# Subwoofer Riser



## mlfig (Mar 31, 2013)

Read about subwoofer risers and search online for pricing wow, they are really expensive upwards $150 Canadian. Read up on how to make one.

Here is the end result

































Total Cost $36.00 dollars and 3 hours of work, and enough material left over to make 2 speaker risers.


----------



## robbo266317 (Sep 22, 2008)

Nice work, It really is satisfying to make something yourself _and _save money in the process.

Well done :T


----------



## mlfig (Mar 31, 2013)

Thank You and yes it is so satisfying.


----------



## cavchameleon (Jan 7, 2008)

Great work! Are you going to do any measurements to see what type of benifit they make. I'm just curious. I can see them working to de-couple the sub from the floor but always wondered if there was a real benifit (on the likes like Auralex SubDude which runs about $50).

Thanks,
Ray


----------



## mlfig (Mar 31, 2013)

All i can say is before the riser, the bass was rattling the hardwood floors and walls to the point that the reverb was at times annoying, and now it sounds so sweet you get a nice boom without anything rattling. I can hear a difference and my wife can feel the difference she actually came downstairs and was amazed that the whole house wasn't shaking like usual i was skeptic as well but I am telling you there is a big difference.

Sorry didn't use any sound meter for measurements but i can assure you that i can hear the sub alot better now, gonna try the tower speakers next.


----------



## yoda13 (Feb 14, 2012)

Very nice!


----------



## cavchameleon (Jan 7, 2008)

mlfig said:


> All i can say is before the riser, the bass was rattling the hardwood floors and walls to the point that the reverb was at times annoying, and now it sounds so sweet you get a nice boom without anything rattling. I can hear a difference and my wife can feel the difference she actually came downstairs and was amazed that the whole house wasn't shaking like usual i was skeptic as well but I am telling you there is a big difference.
> 
> Sorry didn't use any sound meter for measurements but i can assure you that i can hear the sub alot better now, gonna try the tower speakers next.


Sounds like it did the job for you.

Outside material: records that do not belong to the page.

PR #3908, opened 2020-08-31
[CARBONDATA-3967] cache partition on select to enable faster pruning

kunal642:
### Why is this PR needed?
 spark's getPartition method can sometime take a lot of time which can degrade the performance for the queries.
 
Cache the partition on each load and query so that the subsequent queries can perform faster. Caching is done under the expiring map interface so the cache expiration time can work for this also.
    
 - No

 - No
 - Yes

### DIFF
--- a/core/src/main/java/org/apache/carbondata/core/constants/CarbonCommonConstants.java
+++ b/core/src/main/java/org/apache/carbondata/core/constants/CarbonCommonConstants.java
@@ -1274,6 +1274,13 @@ public final class CarbonCommonConstants {
   public static final String CARBON_MAX_DRIVER_LRU_CACHE_SIZE = "carbon.max.driver.lru.cache.size";
 
   /**
+   * max driver lru cache size upto which partition lru cache will be loaded in memory
+   */
+  @CarbonProperty
+  public static final String CARBON_PARTITION_MAX_DRIVER_LRU_CACHE_SIZE =
+      "carbon.partition.max.driver.lru.cache.size";
+
+  /**
    * max executor lru cache size upto which lru cache will be loaded in memory
    */
   @CarbonProperty
--- a/integration/spark/src/main/scala/org/apache/spark/util/PartitionCacheManager.scala
+++ b/integration/spark/src/main/scala/org/apache/spark/util/PartitionCacheManager.scala
@@ -1,0 +1,181 @@
+/*
+ * Licensed to the Apache Software Foundation (ASF) under one or more
+ * contributor license agreements.  See the NOTICE file distributed with
+ * this work for additional information regarding copyright ownership.
+ * The ASF licenses this file to You under the Apache License, Version 2.0
+ * (the "License"); you may not use this file except in compliance with
+ * the License.  You may obtain a copy of the License at
+ *
+ *    http://www.apache.org/licenses/LICENSE-2.0
+ *
+ * Unless required by applicable law or agreed to in writing, software
+ * distributed under the License is distributed on an "AS IS" BASIS,
+ * WITHOUT WARRANTIES OR CONDITIONS OF ANY KIND, either express or implied.
+ * See the License for the specific language governing permissions and
+ * limitations under the License.
+ */
+
+package org.apache.spark.util
+
+import java.net.URI
+import java.util
+
+import scala.collection.JavaConverters._
+import scala.collection.mutable
+
+import org.apache.log4j.Logger
+import org.apache.spark.sql.catalyst.catalog.{CatalogStorageFormat, CatalogTablePartition}
+
+import org.apache.carbondata.common.logging.LogServiceFactory
+import org.apache.carbondata.core.cache.{Cache, Cacheable, CarbonLRUCache}
+import org.apache.carbondata.core.constants.CarbonCommonConstants
+import org.apache.carbondata.core.datastore.impl.FileFactory
+import org.apache.carbondata.core.index.Segment
+import org.apache.carbondata.core.metadata.{AbsoluteTableIdentifier, SegmentFileStore}
+import org.apache.carbondata.core.statusmanager.{LoadMetadataDetails, SegmentStatusManager}
+import org.apache.carbondata.core.util.path.CarbonTablePath
+
+object PartitionCacheManager extends Cache[PartitionCacheKey,
+  java.util.List[CatalogTablePartition]] {
+
+  private val CACHE = new CarbonLRUCache(
+    CarbonCommonConstants.CARBON_PARTITION_MAX_DRIVER_LRU_CACHE_SIZE,
+    CarbonCommonConstants.CARBON_MAX_LRU_CACHE_SIZE_DEFAULT)
+
+  val LOGGER: Logger = LogServiceFactory.getLogService(this.getClass.getName)
+
+  def get(identifier: PartitionCacheKey): java.util.List[CatalogTablePartition] = {
+    LOGGER.info("Reading partition values from store")
+    // read the tableStatus file to get valid and invalid segments
+    val validInvalidSegments = new SegmentStatusManager(AbsoluteTableIdentifier.from(
+      identifier.tablePath, null, null, identifier.tableId))
+      .getValidAndInvalidSegments
+    val existingCache = CACHE.get(identifier.tableId)
+    val cacheablePartitionSpecs = validInvalidSegments.getValidSegments.asScala.map { segment =>
+      val segmentFileName = segment.getSegmentFileName
+      val segmentFilePath = FileFactory.getCarbonFile(
+        CarbonTablePath.getSegmentFilePath(identifier.tablePath, segmentFileName))
+      // read the last modified time
+      val segmentFileModifiedTime = segmentFilePath.getLastModifiedTime
+      if (existingCache != null) {
+        val segmentCache = existingCache.asInstanceOf[CacheablePartitionSpec]
+          .partitionSpecs.get(segment.getSegmentNo)
+        segmentCache match {
+          case Some(c) =>
+            // check if cache needs to be updated
+            if (segmentFileModifiedTime > c._2) {
+              (segment.getSegmentNo, (readPartition(identifier,
+                segmentFilePath.getAbsolutePath), segmentFileModifiedTime))
+            } else {
+              (segment.getSegmentNo, c)
+            }
+          case None =>
+            (segment.getSegmentNo, (readPartition(identifier,
+              segmentFilePath.getAbsolutePath), segmentFileModifiedTime))
+        }
+      } else {
+        // read the partitions if not available in cache.
+        (segment.getSegmentNo, (readPartition(identifier,
+          segmentFilePath.getAbsolutePath), segmentFileModifiedTime))
+      }
+    }.toMap
+    // remove all invalid segment entries from cache
+    val finalCache = cacheablePartitionSpecs --
+                     validInvalidSegments.getInvalidSegments.asScala.map(_.getSegmentNo)
+    val cacheObject = CacheablePartitionSpec(finalCache)
+    if (finalCache.nonEmpty) {
+      // remove the existing cache as new cache values may be added.
+      // CarbonLRUCache does not allow cache updation until time is expired.
+      // TODO: Need to fix!!
+      CACHE.remove(identifier.tableId)
+      CACHE.put(identifier.tableId,
+        cacheObject,
+        cacheObject.getMemorySize,
+        identifier.expirationTime)
+    }
+    finalCache.values.flatMap(_._1).toList.asJava
+  }
+
+  override def getAll(keys: util.List[PartitionCacheKey]):
+  util.List[util.List[CatalogTablePartition]] = {
+    keys.asScala.toList.map(get).asJava
+  }
+
+  override def getIfPresent(key: PartitionCacheKey): java.util.List[CatalogTablePartition] = {
+    CACHE.get(key.tableId).asInstanceOf[CacheablePartitionSpec].partitionSpecs.values.flatMap(_._1)
+      .toList.asJava
+  }
+
+  override def invalidate(partitionCacheKey: PartitionCacheKey): Unit = {
+    CACHE.remove(partitionCacheKey.tableId)
+  }
+
+  private def readPartition(identifier: PartitionCacheKey, segmentFilePath: String) = {
+    val segmentFile = SegmentFileStore.readSegmentFile(segmentFilePath)
+    segmentFile.getLocationMap.values().asScala
+      .flatMap(_.getPartitions.asScala).toSet.map { uniquePartition: String =>
+      val partitionSplit = uniquePartition.split("=")
+      val storageFormat = CatalogStorageFormat(
+        Some(new URI(identifier.tablePath + "/" + uniquePartition)),
+        None, None, None, compressed = false, Map())
+      CatalogTablePartition(Map(partitionSplit(0) -> partitionSplit(1)), storageFormat)
+    }.toSeq
+  }
+
+  override def put(key: PartitionCacheKey,
+      value: java.util.List[CatalogTablePartition]): Unit = {
+
+  }
+
+  override def clearAccessCount(keys: util.List[PartitionCacheKey]): Unit = {
+
+  }
+}
+
+case class PartitionCacheKey(tableId: String, tablePath: String, expirationTime: Long)
+
+/**
+ * Cacheable instance of the CatalogTablePartitions.
+ *
+ * Maintains a mapping of segmentNo -> (Seq[CatalogTablePartition], lastModifiedTime)
+ */
+case class CacheablePartitionSpec(partitionSpecs: Map[String, (Seq[CatalogTablePartition], Long)])
+  extends Cacheable {
+
+  /**
+   * This method will return the access count for a column based on which decision will be taken
+   * whether to keep the object in memory
+   *
+   * @return
+   */
+  override def getAccessCount: Int = {
+    0
+  }
+
+  /**
+   * This method will return the memory size of the cached partition
+   *
+   * @return
+   */
+  override def getMemorySize: Long = {
+    partitionSpecs.values.flatMap {
+      partitionSpec =>
+        partitionSpec._1.map { specs =>
+          if (specs.stats.isDefined) {
+            specs.stats.get.sizeInBytes.toLong
+          } else {
+            SizeEstimator.estimate(specs)
+          }
+        }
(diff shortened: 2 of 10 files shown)


CarbonDataQA1:
Build Success with Spark 2.4.5, Please check CI http://121.244.95.60:12545/job/ApacheCarbon_PR_Builder_2.4.5/2193/

CarbonDataQA1:
Build Success with Spark 2.3.4, Please check CI http://121.244.95.60:12545/job/ApacheCarbonPRBuilder2.3/3933/

integration/spark/src/main/scala/org/apache/spark/util/PartitionCacheManger.scala
```diff
@@ -0,0 +1,143 @@
...
+
+  override def getIfPresent(key: PartitionCacheKey): CacheablePartitionSpec = {
+    CACHE.get(key.tableId).asInstanceOf[CacheablePartitionSpec]
+  }
+
+  override def invalidate(partitionCacheKey: PartitionCacheKey): Unit = {
+    CACHE.remove(partitionCacheKey.tableId)
+  }
+
+  private def readPartitions(identifier: PartitionCacheKey, tableStatusModifiedTime: Long) = {
```
QiangCai, line 74: now it will reload all .segment files again. can we support incremental loading?

kunal642: Do you mean caching of partitions after load?

QiangCai: "readPartitions" will read all .segment files after loading. better to load the new .segment file only.

kunal642: ok got it

QiangCai: please check query flow. it also use incremental loading index.
here maybe can reuse the segment info cache.

kunal642: added per segment modification check...now only the updated/new segments would be loaded

CarbonDataQA1:
Build Success with Spark 2.3.4, Please check CI http://121.244.95.60:12545/job/ApacheCarbonPRBuilder2.3/4002/

CarbonDataQA1:
Build Success with Spark 2.4.5, Please check CI http://121.244.95.60:12545/job/ApacheCarbon_PR_Builder_2.4.5/2262/

integration/spark/src/main/scala/org/apache/spark/util/PartitionCacheManger.scala
kunal642: @QiangCai each load or query would be loading the already success segments, so it will now solve the problem you mentioned

integration/spark/src/main/scala/org/apache/spark/util/PartitionCacheManger.scala
```diff
@@ -0,0 +1,176 @@
...
+  }
+
+  override def clearAccessCount(keys: util.List[PartitionCacheKey]): Unit = {
+
+  }
+}
+
+case class PartitionCacheKey(tableId: String, tablePath: String, expirationTime: Long)
+
+case class CacheablePartitionSpec(partitionSpecs: Map[String, (Seq[CatalogTablePartition], Long)])
```
QiangCai, line 137: please add a comment about partitionSpecs

kunal642: added

CarbonDataQA1:
Build Success with Spark 2.4.5, Please check CI http://121.244.95.60:12545/job/ApacheCarbon_PR_Builder_2.4.5/2290/

CarbonDataQA1:
Build Success with Spark 2.3.4, Please check CI http://121.244.95.60:12545/job/ApacheCarbonPRBuilder2.3/4029/

kunal642:
@QiangCai build passed

QiangCai:
please check the comment

integration/spark/src/main/scala/org/apache/spark/util/PartitionCacheManager.scala
```diff
@@ -0,0 +1,181 @@
...
+        // read the partitions if not available in cache.
+        (segment.getSegmentNo, (readPartition(identifier,
+          segmentFilePath.getAbsolutePath), segmentFileModifiedTime))
+      }
+    }.toMap
+    // remove all invalid segment entries from cache
+    val finalCache = cacheablePartitionSpecs --
+                     validInvalidSegments.getInvalidSegments.asScala.map(_.getSegmentNo)
+    val cacheObject = CacheablePartitionSpec(finalCache)
+    if (finalCache.nonEmpty) {
```
QiangCai, line 86: if finalCache empty, should remove cache if exists

core/src/main/java/org/apache/carbondata/core/constants/CarbonCommonConstants.java
```diff
@@ -1273,6 +1273,13 @@ private CarbonCommonConstants() {
   @CarbonProperty
   public static final String CARBON_MAX_DRIVER_LRU_CACHE_SIZE = "carbon.max.driver.lru.cache.size";
 
+  /**
+   * max driver lru cache size upto which partition lru cache will be loaded in memory
+   */
+  @CarbonProperty
```
ajantha-bhat, line 1279: please also need to update the document

integration/spark/src/main/scala/org/apache/spark/util/PartitionCacheManager.scala
```diff
@@ -0,0 +1,181 @@
...
+            } else {
+              (segment.getSegmentNo, c)
+            }
+          case None =>
+            (segment.getSegmentNo, (readPartition(identifier,
+              segmentFilePath.getAbsolutePath), segmentFileModifiedTime))
+        }
+      } else {
+        // read the partitions if not available in cache.
+        (segment.getSegmentNo, (readPartition(identifier,
```
ajantha-bhat, line 78: readPartition reads the segment file. 
so basically first time we read all the segment files of the table.

I have seen the users with 200K segments in one table stored in cloud. query takes more than 5 hours for them if we do this.

So, need to change the key as partition spec and cache only matched partitions

@kumarvishal09 , @QiangCai @marchpure : what is your opinion on this ?

marchpure: agree with you. 
also avoid to use getAbsolutePath function，which has high IO overhead

integration/spark/src/main/scala/org/apache/spark/util/PartitionCacheManager.scala
```diff
@@ -0,0 +1,181 @@
...
+      // read the last modified time
+      val segmentFileModifiedTime = segmentFilePath.getLastModifiedTime
+      val existingCache = CACHE.get(identifier.tableId)
+      if (existingCache != null) {
+        val segmentCache = CACHE.get(identifier.tableId).asInstanceOf[CacheablePartitionSpec]
+          .partitionSpecs.get(segment.getSegmentNo)
+        segmentCache match {
+          case Some(c) =>
+            // check if cache needs to be updated
+            if (segmentFileModifiedTime > c._2) {
```
akashrn5, line 66: As i can see from here, we are basically removing the cache if the segment file is updated. Actually same thing we do in `TableSegmentRefresher`, and use that for updating all cache, can move this piece of logic there also to unify for all? we use `TableSegmentRefresher` during query, but here we are doing in case of load, can you try if we can do that? 

If not this PR, may be you can give a try in another, as it will be unified and good.

integration/spark/src/main/scala/org/apache/spark/util/PartitionCacheManager.scala
akashrn5: As you mentioned first time it will take lot of time, but query time we will get benefit. You said matched partitions and since here for every load we are trying to cache, we wont be able to get any matched partitions right?

It is something similar to our Indexes(MV, SI) etc where we load all segment at once in first time and from next time we do incremental, as @QiangCai mentioned. So here from subsequent loads, only that segment should be considered, which i think its being taken care.

@ajantha-bhat are you trying to say to change to handle in query or load itself? Correct me, if i'm wrong.

integration/spark/src/test/scala/org/apache/carbondata/spark/testsuite/standardpartition/StandardPartitionTableLoadingTestCase.scala
```diff
@@ -585,6 +587,30 @@ class StandardPartitionTableLoadingTestCase extends QueryTest with BeforeAndAfte
     }
   }
 
+  test("test partition caching") {
+    CarbonProperties.getInstance().addProperty("carbon.read.partition.hive.direct", "false")
+    sql("drop table if exists partition_cache")
+    sql("create table partition_cache(a string) partitioned by(b int) stored as carbondata")
+    sql("insert into partition_cache select 'k',1")
+    sql("select * from partition_cache where b = 1").collect()
```
akashrn5, line 595: can we add one assert to check the cache, after the load instead of query in one scenario?

integration/spark/src/main/scala/org/apache/spark/util/PartitionCacheManager.scala
akashrn5: and i also checked now, this caching happens in flow query too, so you can consider my reply specific to load.

ajantha-bhat: @akashrn5 : yeah, my problem scenario is first time query or upgrade, taking huge time (near to 5 hours for first time query) is still not ok.  In this scenario, I feel reading from hive metastore itself is very fast compared to number of IO from the cloud storage

integration/spark/src/main/scala/org/apache/spark/util/PartitionCacheManger.scala
```diff
@@ -0,0 +1,176 @@
...
+        // read the partitions if not available in cache.
+        (segment.getSegmentNo, (readPartition(identifier,
+          segmentFilePath.getAbsolutePath), segmentFileModifiedTime))
+      }
+    }.toMap
+    // remove all invalid segment entries from cache
+    val finalCache = cacheablePartitionSpecs --
+                     validInvalidSegments.getInvalidSegments.asScala.map(_.getSegmentNo)
+    val cacheObject = CacheablePartitionSpec(finalCache)
+    if (finalCache.nonEmpty) {
```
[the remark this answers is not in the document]
kunal642: Can be empty during first load. in that case empty partitions would be stored in the cache

integration/spark/src/main/scala/org/apache/spark/util/PartitionCacheManager.scala
kunal642: this check is to avoid caching empty cache map

integration/spark/src/main/scala/org/apache/spark/util/PartitionCacheManager.scala
kunal642: @ajantha-bhat This is disabled by default, so if the user feels that hive metastore getPartitions is slow, can enable this to improve performance.

integration/spark/src/main/scala/org/apache/spark/util/PartitionCacheManager.scala
kunal642: TableSegmentRefresher is in core module, cannot add there

integration/spark/src/main/scala/org/apache/spark/util/PartitionCacheManger.scala
```diff
@@ -0,0 +1,176 @@
...
+        }
+      } else {
+        // read the partitions if not available in cache.
+        (segment.getSegmentNo, (readPartition(identifier,
+          segmentFilePath.getAbsolutePath), segmentFileModifiedTime))
+      }
+    }.toMap
+    // remove all invalid segment entries from cache
+    val finalCache = cacheablePartitionSpecs --
+                     validInvalidSegments.getInvalidSegments.asScala.map(_.getSegmentNo)
```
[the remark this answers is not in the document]
kunal642: this is to remove entry of any invalid segment(like deleted segment) from the cacheablePartitionSpecs.

As cacheablePartitionSpecs is a map of (segmentNo -> PartitionSpecs), therefore i am removing all the invalid segments from the final cache.

Does this address your comment?

integration/spark/src/main/scala/org/apache/spark/util/PartitionCacheManger.scala
```diff
@@ -0,0 +1,176 @@
...
+    val validInvalidSegments = new SegmentStatusManager(AbsoluteTableIdentifier.from(
+      identifier.tablePath, null, null, identifier.tableId))
+      .getValidAndInvalidSegments
+    val cacheablePartitionSpecs = validInvalidSegments.getValidSegments.asScala.map { segment =>
+      val segmentFileName = segment.getSegmentFileName
+      val segmentFilePath = FileFactory.getCarbonFile(
+        CarbonTablePath.getSegmentFilePath(identifier.tablePath, segmentFileName))
+      // read the last modified time
+      val segmentFileModifiedTime = segmentFilePath.getLastModifiedTime
+      val existingCache = CACHE.get(identifier.tableId)
```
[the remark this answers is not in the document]
kunal642: done

integration/spark/src/main/scala/org/apache/spark/util/PartitionCacheManger.scala
```diff
@@ -0,0 +1,176 @@
...
+      if (existingCache != null) {
+        val segmentCache = CACHE.get(identifier.tableId).asInstanceOf[CacheablePartitionSpec]
```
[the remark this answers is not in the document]
kunal642: done

integration/spark/src/main/scala/org/apache/spark/util/PartitionCacheManager.scala
ajantha-bhat: ok. If the user feels hive metastore getPartitions is slow, still he cannot enable this in cloud scenario if he had the huge segments as it will be slower than hive metastore. 

As the feature is disabled by default. Ok for me.

integration/spark/src/main/scala/org/apache/spark/util/PartitionCacheManager.scala
akashrn5: yes, you are right, i didn't observe that module level.

integration/spark/src/main/scala/org/apache/spark/util/PartitionCacheManager.scala
kunal642: @ajantha-bhat

kunal642: @ajantha-bhat 

`sparkSession.sessionState.catalog.listPartitionsByFilter(identifier, partitionFilters)` is already being used for to filter the partitions based on the filter, but in concurrent queries as apark has to take a lock on metastore before accessing it, therefore the query performance was being degraded.

And no user will have 200k segment, they need to anyways compact otherwise the query performance would be degraded

ajantha-bhat: we have users with 200k segments. But the data is partitioned by date and time. so all queries will have partition columns filter. so they query-specific segments every time (without any degrade in query time)

kunal642: Yeah, because they are using presto, where compaction is not yet supported.

If they are using hivemetastore surely they will face degrade in concurrent queries

CarbonDataQA1:
Build Success with Spark 2.4.5, Please check CI http://121.244.95.60:12545/job/ApacheCarbon_PR_Builder_2.4.5/2311/

CarbonDataQA1:
Build Success with Spark 2.3.4, Please check CI http://121.244.95.60:12545/job/ApacheCarbonPRBuilder2.3/4049/

integration/spark/src/test/scala/org/apache/carbondata/spark/testsuite/standardpartition/StandardPartitionTableLoadingTestCase.scala
kunal642: done

integration/spark/src/main/scala/org/apache/spark/util/PartitionCacheManager.scala
```diff
@@ -0,0 +1,181 @@
...
+              segmentFilePath.getAbsolutePath), segmentFileModifiedTime))
+        }
+      } else {
+        // read the partitions if not available in cache.
+        (segment.getSegmentNo, (readPartition(identifier,
+          segmentFilePath.getAbsolutePath), segmentFileModifiedTime))
+      }
+    }.toMap
+    // remove all invalid segment entries from cache
+    val finalCache = cacheablePartitionSpecs --
```
QiangCai, line 83: substraction of different type

integration/spark/src/main/scala/org/apache/spark/util/PartitionCacheManager.scala
QiangCai: I mean it should has "else" branch to remove cache

integration/spark/src/main/scala/org/apache/spark/util/PartitionCacheManager.scala
```diff
@@ -0,0 +1,181 @@
...
+                     validInvalidSegments.getInvalidSegments.asScala.map(_.getSegmentNo)
+    val cacheObject = CacheablePartitionSpec(finalCache)
+    if (finalCache.nonEmpty) {
+      // remove the existing cache as new cache values may be added.
+      // CarbonLRUCache does not allow cache updation until time is expired.
+      // TODO: Need to fix!!
+      CACHE.remove(identifier.tableId)
```
QiangCai, line 90: for concurrent query,  line 53 will return null and it will lead to read all partitions.

QiangCai:
@kunal642 please fix the comments in another PR.

LGTM

ajantha-bhat:
Agree with @QiangCai. Merging the PR now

It's main purpose is to de-couple the subs from the floor (even though it woun't stop the effect of actual sound waves exciting the floors/walls). Are your towers running full range or XO'd to your subs. If the latter, they may not be as effective as they were for your subs. Will be curious to know though. 

Again, great job!!!


----------



## Z71Psycho (Mar 14, 2012)

Whatever it takes to make it work.


----------



## WooferHound (Dec 8, 2010)

I do Live Sound and work with larger subs daily. My experience is that 
if the sub is on the ground or floor, it make lots of great bass but the volume fades fast as the listener gets farther away from the speaker.
If the sub is raised up off the ground, it takes more power from the amp to make the same amount of bass as the floor standing cabinet, but the volume will carry a longer distance before starting to fade out


----------



## AVoldMan (May 15, 2011)

mlfig said:


> All i can say is before the riser, the bass was rattling the hardwood floors and walls to the point that the reverb was at times annoying, and now it sounds so sweet you get a nice boom without anything rattling.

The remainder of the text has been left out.